→ **EXERCISE GOAL**
One number alone answers this: the count of lines below in which the word "server" is found.
Top of SUPPLIED INFORMATION
Issue #2543, opened 2023-01-24
[REQUEST]: The new Inativity Timeout needs to be documented


nimarezainia:
### Description

8.7 brings in a new feature: https://github.com/elastic/kibana/issues/143455

I have created the documentation for this feature:

https://docs.google.com/document/d/1sWXzljzvuIccpreHou-xD7STo6nSpy6vWhDVzdVI6jw/edit?usp=sharing

### Resources

https://docs.google.com/document/d/1sWXzljzvuIccpreHou-xD7STo6nSpy6vWhDVzdVI6jw/edit?usp=sharing

### Collaboration

The product team will provide the initial content.

### Point of contact.

**Main contact:** @nimarezainia 

**Stakeholders:**
@kylepol

nimarezainia:
@dedemorton all the data is in the document attached. I placed this on the radar column but needs to be prioritized for 8.7

dedemorton:
@nimarezainia Might be better to add your details (and link) to the existing issue here: https://github.com/elastic/observability-docs/issues/2352. Otherwise feels like we are double tracking....

nimarezainia:
@dedemorton i can't add the doc which is private to elastic to a public issue. Well technically I can but will point the reader to something they can't access.

dedemorton:
Yah I understand. The duplicate issues become kind of confusing though. I've started adding the link and just explaining that it's internal only. I don't know if there is a company wide standard for how to do this, but double tracking just seems inefficient and error-prone.

bmorelli25:
Closing this as it looks to be done.

Issue #2352, opened 2022-11-08
[Fleet] Replace "Unenrollment timeout" with "Agent inactivity timeout"


kpollich:
In https://github.com/elastic/kibana/issues/143455, we'll be replacing the concept of Fleet's "Unenrollment timeout" with a less destructive "Agent inactivity timeout". This is a placeholder issue to capture the docs work required to update our public facing documentation with

- The wording change for this setting
- Functionality changes associated with the new concept of "inactive agents" vs the previous "automatic unenrollment" process

Will flesh this out with more information as the feature is worked on. 🙂

jlind23:
@kpollich anything missing here? Looks like @hop-dev PR landed recently so we should be good to go.

hop-dev:
@kpollich Added a summary to the issue description 👍

jlind23:
@ollyhowell Not sure what the process is but could you please make sure that someone picks it up?

jlind23:
Removing @hop-dev to have someone from docs taking it over from there.

dedemorton:
There's a related issue with a google doc containing proposed changes from the PM team here: https://github.com/elastic/observability-docs/issues/2543

jlind23:
@nimarezainia Any reason why a new one has been created? If not, I would be happy to merge both.

nimarezainia:
@dedemorton @jlind23 I created the docs issue and put the link to documentation there. I can't link private docs to a public issue, unless there's a better way.

bmorelli25:
Hi @kpollich is this still blocked?

jlind23:
@bmorelli25 this is not blocked anymore!

dikshachauhan-qasource:
Hi @kpollich 

 We have created **08** testcases for this feature under our Fleet test suite at links:
- [Validate that new filter options ‘Inactive’ and ‘Unenrolled’ agents are available on the ‘Status’ dropdown on the Agent list page.](https://elastic.testrail.io/index.php?/cases/view/168962)
- [Validate that "Unenrollment Timeout" field is now deprecated and replaced setting as "Agent inactivity timeout" is available on the Policy Settings page](https://elastic.testrail.io/index.php?/cases/view/168963)
- [Validate that agent gets "Inactive" after specified time limit mentioned at "Inactivity timeout" field under Policies>settings tab is crossed.](https://elastic.testrail.io/index.php?/cases/view/168964)
[...]

PR #2747, opened 2023-03-09
Add inactivity timeout documentation

mdbirnstiehl:
Closes issues [2352](https://github.com/elastic/observability-docs/issues/2352) and [2543](https://github.com/elastic/observability-docs/issues/2543).

### Summary

I've added the **Set inactivity timeout** section and updated information on statuses and links regarding setting the unenrollment timeout. 

@nimarezainia In the [suggested documentation](https://docs.google.com/document/d/1sWXzljzvuIccpreHou-xD7STo6nSpy6vWhDVzdVI6jw/edit), there was some additional information on agent statuses and lifecycle. Some of that information is [here](https://www.elastic.co/guide/en/fleet/8.6/monitor-elastic-agent.html#view-agent-status), which I have linked to from the **Set inactivity timeout** doc. Maybe we can update the information there to explain that better. Let me know if this is ok.

I am also wondering if we still want to document the unenrollment timeout as deprecated since it's still in the UI. Not with a full page on setting it, but a brief mention somewhere.

### DIFF
--- a/docs/en/ingest-management/fleet/set-inactivity-timeout.asciidoc
+++ b/docs/en/ingest-management/fleet/set-inactivity-timeout.asciidoc
@@ -1,9 +1,5 @@
 [[set-inactivity-timeout]]
-= Set inactivity timeout for ephemeral hosts
-
-++++
-<titleabbrev>Set inactivity timeout</titleabbrev>
-++++
+= Set inactivity timeout
 
 [[why-set-inactivity-timeout]]
 == Why set an inactivity timeout?
@@ -14,10 +10,10 @@ declutter the {fleet} UI.
 
 Once {fleet-server} receives a check-in from an inactive {agent}, it returns to healthy status. 
 
-For example, if an employee is on holiday with their laptop off while they're away, 
+For example, if an employee is on holiday with their laptop off, 
 the {agent} will transition to offline then inactive once the inactivity timeout limit is reached. 
 This prevents the inactive {agent} from cluttering the {fleet} UI, and,
-onnce the employee returns, the {agent} checks in and returns to healthy status with valid API keys to use. 
+once the employee returns, the {agent} checks in and returns to healthy status with valid API keys. 
 
 If an {agent} is no longer valid, you can manually <<unenroll-elastic-agent,unenroll>> inactive {agent}s to revoke the API keys. 
 Unenrolled agents need to be re-enrolled to be operational again.
--- a/docs/en/ingest-management/fleet/set-inactivity-timeout.asciidoc
+++ b/docs/en/ingest-management/fleet/set-inactivity-timeout.asciidoc
@@ -1,0 +1,41 @@
+[[set-inactivity-timeout]]
+= Set inactivity timeout for ephemeral hosts
+
+++++
+<titleabbrev>Set inactivity timeout</titleabbrev>
+++++
+
+[[why-set-inactivity-timeout]]
+== Why set an inactivity timeout?
+
+The inactivity timeout moves {agent}s to *inactive* status after being offline for a set amount of time. 
+Inactive {agent}s are still valid {agent}s, but are removed from the main {fleet} UI allowing you to better manage {agent}s and 
+declutter the {fleet} UI.
+
+Once {fleet-server} receives a check-in from an inactive {agent}, it returns to healthy status. 
+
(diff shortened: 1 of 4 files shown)


docs/en/ingest-management/fleet/set-inactivity-timeout.asciidoc
```diff
@@ -0,0 +1,35 @@
...
+The inactivity timeout moves {agent}s to inactive status after being offline for a set amount of time. 
+Inactive {agent}s are still valid {agent}s, but are removed from the main {fleet} UI allowing you to better manage {agent}s and 
+declutter the {fleet} UI.
+
+Once {fleet-server} receives a check-in from an inactive {agent}, it returns to healthy status. 
+
+For example, if an employee is on holiday with their laptop off, 
+the {agent} will transition to offline then inactive once the inactivity timeout limit is reached. 
+This prevents the inactive {agent} from cluttering the {fleet} UI.
+Once the employee returns, the {agent} checks in and returns to healthy status with valid API keys.
```
dedemorton, line 16:
```suggestion
When {fleet-server} receives a check-in from an inactive {agent}, it returns to healthy status. 

For example, if an employee is on holiday with their laptop off, 
the {agent} will transition to offline then inactive when the inactivity timeout limit is reached. 
This prevents the inactive {agent} from cluttering the {fleet} UI.
When the employee returns, the {agent} checks in and returns to healthy status with valid API keys. 

```
Changing once > when because I've always been told by editors to avoid "once" because it might cause ambiguity during translation (not that we translate, but....). After or when are preferred.

docs/en/ingest-management/fleet/set-inactivity-timeout.asciidoc
```diff
@@ -0,0 +1,35 @@
...
+If an {agent} is no longer valid, you can manually <<unenroll-elastic-agent,unenroll>> inactive {agent}s to revoke the API keys. 
+Unenrolled agents need to be re-enrolled to be operational again.
+
+For more on {agent} statuses, see <<view-agent-status, view agent status>>.
+
+
+[[setting-inactivity-timeout]]
+== Set the inactivity timeout
+
+Set the inactivity timeout in the {agent} policy to the amount of time after which you want an offline {agent} become inactive.
```
dedemorton, line 27:
```suggestion
Set the inactivity timeout in the {agent} policy to the amount of time after which you want an offline {agent} to become inactive.

```

docs/en/ingest-management/fleet/set-inactivity-timeout.asciidoc
```diff
@@ -0,0 +1,35 @@
+[[set-inactivity-timeout]]
+= Set inactivity timeout
+
+[[why-set-inactivity-timeout]]
+== Why set an inactivity timeout?
```
dedemorton, line 5:
```suggestion
```
Not sure if this ID is referenced somewhere else, but I don't think we need this heading here. It just sort of repeats the topic title as a question. Also the "why" is a bit buried in the paragraph. I would just delete this.

dedemorton (commented):
Just a few minor comments. Looks great!

dedemorton (approved):
LGTM. BTW, I fact checked myself on "once" vs "when". Sounds like once is "more emphatic." The translation ambiguity is probably not as much of a problem these days because machine translation has gotten so much better. But the edits work and are consistent with other topics in this book, so it's all good. :-)

nimarezainia:
> @nimarezainia In the [suggested documentation](https://docs.google.com/document/d/1sWXzljzvuIccpreHou-xD7STo6nSpy6vWhDVzdVI6jw/edit), there was some additional information on agent statuses and lifecycle. Some of that information is [here](https://www.elastic.co/guide/en/fleet/8.6/monitor-elastic-agent.html#view-agent-status), which I have linked to from the **Set inactivity timeout** doc. Maybe we can update the information there to explain that better. Let me know if this is ok.

@mdbirnstiehl the state changes mentioned in the doc are valid post 8.7 so IMO they should completely replace what you pointed to i the docs. that is, there are newer states introduced and slight modifications to the transitions between each.

Do you think we could just use the diagram that shows the transitions? I feel that a pictorial presentation has a lot more impact. lmk if you want me to redraw.

nimarezainia (approved):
Bottom of SUPPLIED INFORMATION
→ **SOLUTION**
4